§ EXERCISE: Across all the records below, how many lines contain "handle"? Respond with only the number.

§ GIVEN DATA:
════════════════

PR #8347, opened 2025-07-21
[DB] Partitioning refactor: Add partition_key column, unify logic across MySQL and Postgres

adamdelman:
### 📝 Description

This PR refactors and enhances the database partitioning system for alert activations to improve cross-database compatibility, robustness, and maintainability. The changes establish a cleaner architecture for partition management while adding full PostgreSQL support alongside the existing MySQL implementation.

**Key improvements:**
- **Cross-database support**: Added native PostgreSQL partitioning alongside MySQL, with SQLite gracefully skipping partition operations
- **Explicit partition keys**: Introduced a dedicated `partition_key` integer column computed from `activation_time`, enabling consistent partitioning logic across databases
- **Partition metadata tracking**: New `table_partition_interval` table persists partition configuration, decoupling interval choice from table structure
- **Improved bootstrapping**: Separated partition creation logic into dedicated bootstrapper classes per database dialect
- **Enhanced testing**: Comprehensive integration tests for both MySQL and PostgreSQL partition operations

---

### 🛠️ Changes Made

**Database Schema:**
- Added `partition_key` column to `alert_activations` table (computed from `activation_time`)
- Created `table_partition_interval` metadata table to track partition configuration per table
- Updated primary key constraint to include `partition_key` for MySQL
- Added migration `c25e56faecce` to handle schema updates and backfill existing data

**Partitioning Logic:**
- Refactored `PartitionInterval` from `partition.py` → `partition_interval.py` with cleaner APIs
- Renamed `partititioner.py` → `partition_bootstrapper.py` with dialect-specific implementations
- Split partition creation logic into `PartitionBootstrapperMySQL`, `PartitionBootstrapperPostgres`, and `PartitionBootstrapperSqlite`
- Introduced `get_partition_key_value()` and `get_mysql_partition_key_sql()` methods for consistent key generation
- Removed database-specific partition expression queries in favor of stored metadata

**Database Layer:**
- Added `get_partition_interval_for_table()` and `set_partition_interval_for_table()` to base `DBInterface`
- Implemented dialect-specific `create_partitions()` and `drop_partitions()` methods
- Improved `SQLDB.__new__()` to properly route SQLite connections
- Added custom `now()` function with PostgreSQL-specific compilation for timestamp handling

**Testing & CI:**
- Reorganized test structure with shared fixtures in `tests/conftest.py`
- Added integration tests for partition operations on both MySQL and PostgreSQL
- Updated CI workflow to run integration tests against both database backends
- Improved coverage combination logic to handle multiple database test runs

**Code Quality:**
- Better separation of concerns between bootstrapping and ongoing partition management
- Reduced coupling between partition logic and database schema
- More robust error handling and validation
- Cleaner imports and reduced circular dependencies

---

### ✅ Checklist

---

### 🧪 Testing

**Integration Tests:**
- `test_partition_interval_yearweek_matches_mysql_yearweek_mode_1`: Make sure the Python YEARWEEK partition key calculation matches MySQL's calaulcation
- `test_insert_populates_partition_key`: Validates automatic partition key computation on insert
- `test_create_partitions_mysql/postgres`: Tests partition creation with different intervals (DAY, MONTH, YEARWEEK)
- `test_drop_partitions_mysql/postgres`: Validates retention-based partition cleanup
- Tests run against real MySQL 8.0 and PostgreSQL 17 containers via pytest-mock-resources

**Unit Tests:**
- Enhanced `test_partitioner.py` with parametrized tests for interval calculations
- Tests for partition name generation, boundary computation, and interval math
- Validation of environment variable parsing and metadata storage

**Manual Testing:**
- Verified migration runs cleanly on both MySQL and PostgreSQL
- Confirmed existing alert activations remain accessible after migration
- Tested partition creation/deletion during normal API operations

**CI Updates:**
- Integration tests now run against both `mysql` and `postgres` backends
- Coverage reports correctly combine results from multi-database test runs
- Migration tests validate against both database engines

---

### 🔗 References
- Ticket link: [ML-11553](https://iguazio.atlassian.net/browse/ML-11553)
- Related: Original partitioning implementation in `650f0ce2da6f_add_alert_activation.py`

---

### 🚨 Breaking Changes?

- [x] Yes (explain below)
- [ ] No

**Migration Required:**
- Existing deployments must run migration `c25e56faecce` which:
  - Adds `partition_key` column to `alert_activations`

════════════════

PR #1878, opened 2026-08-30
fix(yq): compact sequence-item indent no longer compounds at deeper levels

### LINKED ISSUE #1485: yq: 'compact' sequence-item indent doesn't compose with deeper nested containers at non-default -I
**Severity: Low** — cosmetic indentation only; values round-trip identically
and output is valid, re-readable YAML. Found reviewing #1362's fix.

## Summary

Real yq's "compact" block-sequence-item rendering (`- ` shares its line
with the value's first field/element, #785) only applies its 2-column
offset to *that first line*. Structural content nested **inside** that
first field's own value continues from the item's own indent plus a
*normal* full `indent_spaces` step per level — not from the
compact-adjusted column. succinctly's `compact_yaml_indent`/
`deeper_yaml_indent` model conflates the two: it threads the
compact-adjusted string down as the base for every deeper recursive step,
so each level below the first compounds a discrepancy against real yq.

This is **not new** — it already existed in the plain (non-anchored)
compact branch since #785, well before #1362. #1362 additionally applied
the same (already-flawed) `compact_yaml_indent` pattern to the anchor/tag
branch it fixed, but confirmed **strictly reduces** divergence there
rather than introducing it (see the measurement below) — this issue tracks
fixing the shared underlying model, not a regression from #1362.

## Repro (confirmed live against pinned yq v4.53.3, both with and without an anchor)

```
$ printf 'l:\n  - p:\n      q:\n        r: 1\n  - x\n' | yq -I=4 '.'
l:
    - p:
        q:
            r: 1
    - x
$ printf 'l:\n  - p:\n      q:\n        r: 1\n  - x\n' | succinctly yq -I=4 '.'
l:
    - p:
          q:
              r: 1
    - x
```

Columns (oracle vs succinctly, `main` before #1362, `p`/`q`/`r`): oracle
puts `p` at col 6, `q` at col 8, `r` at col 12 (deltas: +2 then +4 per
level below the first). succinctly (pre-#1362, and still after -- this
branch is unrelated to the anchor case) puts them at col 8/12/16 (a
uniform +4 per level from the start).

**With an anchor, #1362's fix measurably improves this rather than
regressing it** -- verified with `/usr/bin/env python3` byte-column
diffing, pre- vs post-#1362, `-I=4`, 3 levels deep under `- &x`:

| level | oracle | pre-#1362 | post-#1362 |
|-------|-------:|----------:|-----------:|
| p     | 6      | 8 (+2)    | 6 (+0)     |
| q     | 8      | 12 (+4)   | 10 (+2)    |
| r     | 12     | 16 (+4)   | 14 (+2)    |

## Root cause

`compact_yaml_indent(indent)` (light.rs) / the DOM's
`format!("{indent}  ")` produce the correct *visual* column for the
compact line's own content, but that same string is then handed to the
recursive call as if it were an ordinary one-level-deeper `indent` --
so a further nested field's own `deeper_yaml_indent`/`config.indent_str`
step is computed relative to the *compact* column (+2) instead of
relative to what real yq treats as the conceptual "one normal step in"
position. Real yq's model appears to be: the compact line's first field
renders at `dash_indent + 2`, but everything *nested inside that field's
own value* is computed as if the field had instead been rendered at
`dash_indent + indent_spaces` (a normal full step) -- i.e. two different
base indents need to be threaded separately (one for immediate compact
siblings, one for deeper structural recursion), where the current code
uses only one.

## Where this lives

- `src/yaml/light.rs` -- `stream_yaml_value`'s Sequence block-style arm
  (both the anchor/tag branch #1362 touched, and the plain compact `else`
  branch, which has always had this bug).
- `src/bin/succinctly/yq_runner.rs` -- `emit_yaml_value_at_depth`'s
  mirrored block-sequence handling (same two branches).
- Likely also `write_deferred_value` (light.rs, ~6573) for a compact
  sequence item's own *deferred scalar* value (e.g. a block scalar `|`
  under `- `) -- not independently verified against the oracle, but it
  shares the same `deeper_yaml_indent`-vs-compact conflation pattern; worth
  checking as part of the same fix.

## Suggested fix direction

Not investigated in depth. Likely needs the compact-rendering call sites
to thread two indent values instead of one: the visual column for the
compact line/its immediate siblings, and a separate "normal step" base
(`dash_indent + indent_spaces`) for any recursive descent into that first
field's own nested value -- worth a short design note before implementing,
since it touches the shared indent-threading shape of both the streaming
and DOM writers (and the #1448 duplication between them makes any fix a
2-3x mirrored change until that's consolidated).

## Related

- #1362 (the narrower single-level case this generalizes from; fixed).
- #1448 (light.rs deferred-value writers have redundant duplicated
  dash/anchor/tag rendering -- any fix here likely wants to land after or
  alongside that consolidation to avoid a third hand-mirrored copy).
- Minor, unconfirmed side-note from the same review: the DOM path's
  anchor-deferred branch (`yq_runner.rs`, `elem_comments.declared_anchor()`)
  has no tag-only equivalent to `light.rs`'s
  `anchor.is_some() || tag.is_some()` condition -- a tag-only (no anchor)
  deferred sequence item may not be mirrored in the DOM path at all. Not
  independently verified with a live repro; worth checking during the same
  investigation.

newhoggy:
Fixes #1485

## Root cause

════════════════

§ RESULT: 2